#### DATA TO EXAMINE:
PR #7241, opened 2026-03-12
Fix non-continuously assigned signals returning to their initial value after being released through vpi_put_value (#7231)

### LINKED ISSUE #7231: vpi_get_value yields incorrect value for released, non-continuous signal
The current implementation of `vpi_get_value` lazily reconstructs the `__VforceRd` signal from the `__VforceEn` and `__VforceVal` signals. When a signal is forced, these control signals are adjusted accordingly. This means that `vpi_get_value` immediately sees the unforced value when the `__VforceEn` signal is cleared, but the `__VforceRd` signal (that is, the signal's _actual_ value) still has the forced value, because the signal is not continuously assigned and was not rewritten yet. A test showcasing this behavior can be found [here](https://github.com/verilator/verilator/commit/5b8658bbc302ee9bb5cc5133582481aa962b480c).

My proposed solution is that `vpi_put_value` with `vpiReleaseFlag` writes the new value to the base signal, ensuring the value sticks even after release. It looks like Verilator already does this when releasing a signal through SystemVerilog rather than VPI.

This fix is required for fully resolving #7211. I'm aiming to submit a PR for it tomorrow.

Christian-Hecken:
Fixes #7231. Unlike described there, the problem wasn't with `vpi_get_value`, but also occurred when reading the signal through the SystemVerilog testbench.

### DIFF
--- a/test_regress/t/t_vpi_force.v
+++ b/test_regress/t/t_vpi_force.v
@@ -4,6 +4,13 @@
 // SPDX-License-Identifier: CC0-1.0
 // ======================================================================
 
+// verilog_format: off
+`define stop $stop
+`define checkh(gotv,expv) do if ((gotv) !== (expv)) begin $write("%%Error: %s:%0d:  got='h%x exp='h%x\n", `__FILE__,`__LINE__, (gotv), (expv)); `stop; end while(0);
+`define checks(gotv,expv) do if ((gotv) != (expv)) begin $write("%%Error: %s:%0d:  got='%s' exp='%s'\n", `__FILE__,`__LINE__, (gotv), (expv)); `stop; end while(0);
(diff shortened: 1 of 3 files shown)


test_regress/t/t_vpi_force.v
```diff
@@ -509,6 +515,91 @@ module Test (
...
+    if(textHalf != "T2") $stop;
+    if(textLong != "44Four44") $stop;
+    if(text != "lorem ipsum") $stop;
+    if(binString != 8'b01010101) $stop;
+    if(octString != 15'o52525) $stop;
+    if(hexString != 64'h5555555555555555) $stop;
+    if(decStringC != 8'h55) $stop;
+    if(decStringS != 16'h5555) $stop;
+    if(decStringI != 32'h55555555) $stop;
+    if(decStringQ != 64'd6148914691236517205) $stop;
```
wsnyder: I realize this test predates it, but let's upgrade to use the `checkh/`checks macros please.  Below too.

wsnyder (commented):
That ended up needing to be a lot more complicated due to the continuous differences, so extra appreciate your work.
==
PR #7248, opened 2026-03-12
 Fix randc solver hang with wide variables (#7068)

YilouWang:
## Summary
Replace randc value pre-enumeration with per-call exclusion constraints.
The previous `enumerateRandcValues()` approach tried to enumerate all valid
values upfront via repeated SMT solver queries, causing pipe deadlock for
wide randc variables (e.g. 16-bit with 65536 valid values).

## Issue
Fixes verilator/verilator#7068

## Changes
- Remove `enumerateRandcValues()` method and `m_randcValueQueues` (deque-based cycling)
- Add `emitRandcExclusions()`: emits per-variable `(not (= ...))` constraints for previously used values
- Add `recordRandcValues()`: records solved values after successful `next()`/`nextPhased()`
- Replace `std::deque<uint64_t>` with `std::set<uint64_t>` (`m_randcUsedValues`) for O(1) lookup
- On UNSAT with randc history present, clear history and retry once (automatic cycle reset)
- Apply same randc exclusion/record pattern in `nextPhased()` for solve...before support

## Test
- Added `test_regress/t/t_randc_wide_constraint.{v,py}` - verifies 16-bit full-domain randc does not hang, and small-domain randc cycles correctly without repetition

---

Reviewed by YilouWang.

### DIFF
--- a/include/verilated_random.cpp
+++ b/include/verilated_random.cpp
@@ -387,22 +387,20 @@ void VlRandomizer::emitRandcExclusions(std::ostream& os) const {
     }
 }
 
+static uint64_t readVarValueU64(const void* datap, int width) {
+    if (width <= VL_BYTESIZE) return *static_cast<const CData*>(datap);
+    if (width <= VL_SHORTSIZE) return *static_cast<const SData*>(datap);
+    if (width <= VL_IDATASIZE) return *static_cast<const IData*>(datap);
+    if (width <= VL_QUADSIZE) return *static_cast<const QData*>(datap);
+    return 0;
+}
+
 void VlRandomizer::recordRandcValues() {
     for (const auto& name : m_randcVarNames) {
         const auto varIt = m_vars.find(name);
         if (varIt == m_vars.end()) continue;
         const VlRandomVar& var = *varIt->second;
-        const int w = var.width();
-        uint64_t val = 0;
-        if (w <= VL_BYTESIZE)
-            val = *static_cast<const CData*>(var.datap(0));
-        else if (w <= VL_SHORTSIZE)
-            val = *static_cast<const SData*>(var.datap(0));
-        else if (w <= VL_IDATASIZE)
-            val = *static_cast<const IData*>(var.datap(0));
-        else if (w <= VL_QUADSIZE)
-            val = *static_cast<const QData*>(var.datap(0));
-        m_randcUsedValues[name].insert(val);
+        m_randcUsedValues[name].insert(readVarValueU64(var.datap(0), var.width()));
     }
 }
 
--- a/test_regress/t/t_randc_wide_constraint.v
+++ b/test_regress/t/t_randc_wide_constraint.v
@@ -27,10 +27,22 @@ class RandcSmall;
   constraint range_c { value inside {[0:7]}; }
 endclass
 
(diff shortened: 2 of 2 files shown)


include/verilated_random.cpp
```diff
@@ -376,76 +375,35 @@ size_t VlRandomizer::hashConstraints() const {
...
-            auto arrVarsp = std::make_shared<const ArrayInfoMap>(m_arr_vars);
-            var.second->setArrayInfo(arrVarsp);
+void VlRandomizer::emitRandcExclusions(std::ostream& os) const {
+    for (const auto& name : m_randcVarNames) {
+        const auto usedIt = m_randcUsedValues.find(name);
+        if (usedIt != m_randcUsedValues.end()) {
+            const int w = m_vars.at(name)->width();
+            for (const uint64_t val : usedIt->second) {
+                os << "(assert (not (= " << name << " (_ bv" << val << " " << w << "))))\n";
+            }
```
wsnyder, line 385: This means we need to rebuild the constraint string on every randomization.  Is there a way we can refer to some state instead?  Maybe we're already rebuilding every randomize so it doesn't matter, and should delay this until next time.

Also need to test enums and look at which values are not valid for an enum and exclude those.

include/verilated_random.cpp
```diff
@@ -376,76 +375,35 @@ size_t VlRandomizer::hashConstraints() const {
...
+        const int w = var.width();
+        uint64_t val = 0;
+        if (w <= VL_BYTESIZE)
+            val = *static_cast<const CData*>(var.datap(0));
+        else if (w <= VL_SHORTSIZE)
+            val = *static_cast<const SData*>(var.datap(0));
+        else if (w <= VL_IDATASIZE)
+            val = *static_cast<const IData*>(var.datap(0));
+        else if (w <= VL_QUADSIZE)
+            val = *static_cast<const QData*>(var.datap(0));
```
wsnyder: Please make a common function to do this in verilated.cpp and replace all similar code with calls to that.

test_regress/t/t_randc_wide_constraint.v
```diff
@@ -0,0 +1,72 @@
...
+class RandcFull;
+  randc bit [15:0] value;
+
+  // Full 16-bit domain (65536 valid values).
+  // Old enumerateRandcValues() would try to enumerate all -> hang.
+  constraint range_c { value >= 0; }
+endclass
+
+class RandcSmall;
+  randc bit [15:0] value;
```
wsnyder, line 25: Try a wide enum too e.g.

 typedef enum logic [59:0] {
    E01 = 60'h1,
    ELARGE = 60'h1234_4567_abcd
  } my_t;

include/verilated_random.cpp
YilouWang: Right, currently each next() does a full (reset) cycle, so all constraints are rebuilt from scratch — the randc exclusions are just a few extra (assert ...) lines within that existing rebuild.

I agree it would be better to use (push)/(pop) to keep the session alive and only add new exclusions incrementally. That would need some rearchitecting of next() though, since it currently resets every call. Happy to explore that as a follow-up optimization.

#### ASSIGNMENT:
If a line of the records includes the string "some", copy it out.

#### ANSWER SECTION:
wsnyder, line 385: This means we need to rebuild the constraint string on every randomization.  Is there a way we can refer to some state instead?  Maybe we're already rebuilding every randomize so it doesn't matter, and should delay this until next time.
I agree it would be better to use (push)/(pop) to keep the session alive and only add new exclusions incrementally. That would need some rearchitecting of next() though, since it currently resets every call. Happy to explore that as a follow-up optimization.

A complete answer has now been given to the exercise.